When Python compares strings of two or more characters, it compares them one by one, starting with the earliest element. If one string is a substring of another, at some point you'll have to compare characters and spaces. At that point, the longer string is determined to be larger.
Let's see this in code
print("trees" > "tree") Output: True
Since "tree"
is a substring of "trees"
, it will always be resolved as the smaller value.
I mention this not to suggest that you should use not-equal operators in string containment relationships,
but to illustrate how Python's string comparison works.
We have the powerful keyword in
to determine inclusion.
3. Python's string compare algorithm and time complexity
Python's string comparison algorithm is intuitive. To compare two strings, Python compares the first two characters at the same index.
This results in a time complexity of O(n)

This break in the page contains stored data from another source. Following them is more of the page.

PR #979, opened 2022-06-21
feat: Add support for library instrumentation

losalex:
This feature provides an ability to log extra entry with diagnostics structure which contains logging library information. Such entry is logged only once when first entry is written by a process using logging library.

Fixes #[978](https://github.com/googleapis/java-logging/issues/978), [751](https://github.com/googleapis/java-logging/issues/751) 🦕

### DIFF
--- a/google-cloud-logging/src/main/java/com/google/cloud/logging/Instrumentation.java
+++ b/google-cloud-logging/src/main/java/com/google/cloud/logging/Instrumentation.java
@@ -38,6 +38,7 @@ public class Instrumentation {
   public static final String INSTRUMENTATION_VERSION_KEY = "version";
   public static final String JAVA_LIBRARY_NAME_PREFIX = "java";
   public static final String DEFAULT_INSTRUMENTATION_VERSION = "UNKNOWN";
+  public static final String INSTRUMENTATION_LOG_NAME = "diagnostic-log";
   public static final int MAX_DIAGNOSTIC_VALUE_LENGTH = 14;
   public static final int MAX_DIAGNOSTIC_ENTIES = 3;
   private static boolean instrumentationAdded = false;
@@ -132,14 +133,16 @@ public class Instrumentation {
                         .build()))
             .build();
     LogEntry entry =
-        LogEntry.of(
-            JsonPayload.of(
-                Struct.newBuilder()
-                    .putAllFields(
-                        ImmutableMap.of(
-                            DIAGNOSTIC_INFO_KEY,
-                            Value.newBuilder().setStructValue(instrumentation).build()))
-                    .build()));
+        LogEntry.newBuilder(
+                JsonPayload.of(
+                    Struct.newBuilder()
+                        .putAllFields(
+                            ImmutableMap.of(
+                                DIAGNOSTIC_INFO_KEY,
+                                Value.newBuilder().setStructValue(instrumentation).build()))
+                        .build()))
+            .setLogName(INSTRUMENTATION_LOG_NAME)
+            .build();
     return entry;
   }
 
--- a/google-cloud-logging/src/main/java/com/google/cloud/logging/Instrumentation.java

when the maximum number of operations is required, such as "hello" == "hellu"
.
4.How to ignore case when comparing two strings
As mentioned in Section 1, Python's str
class implements the case-sensitive method __eq__()
.
If you want to compare two strings case-insensitively, you can use the upper()
or lower()
methods of the str
class.
As the name implies, the upper()
method capitalizes all characters in a given string,
The lower()
method returns a new string with the characters of the given string converted to lowercase.
Because of this, it's easy to ignore case and do comparisons.
Let's see this in a code example
lower_case = "happy"
mixed_case = "HaPPy"
print(lower_case == mixed_case) # output: False
print(lower_case.upper() == mixed_case.upper()) # output: True
This is how you get the case-insensitive Python string comparison result.
5. String-List Comparison
Python strings and lists are different data types, so comparing them directly will always return False
.
print(["a", "b", "c"] == "abc") # Output: False
To compare the contents of two data types, we need to match the data types. To do this, we can use the following two methods.
5.1. list() function to convert a string into a list
The first method converts a string into a list. Python's list()
function is a simple function that converts many different data types to lists.
Use it like this
print(list("abc")) # Output: ["a", "b", "c"]
print(["a", "b", "c"] == list("abc")) # output: True
Since the data types are the same, we compared the elements of the two lists and returned a True
value.
5.2. join() method to convert lists to strings
Alternatively, we can convert the lists to strings and then compare them.
To do this, use the join()
method. This method combines all the elements of the list into a single string.
print("".join(["a", "b", "c"])) # output: "abc"
print("".join(["a", "b", "c"]) == "abc") # Output: True
Now that we have the same string type, we can compare the contents.
6. Conclusion
We've covered 5 of the most frequently asked questions about comparing strings in Python, and I hope this post cleared up some of your questions.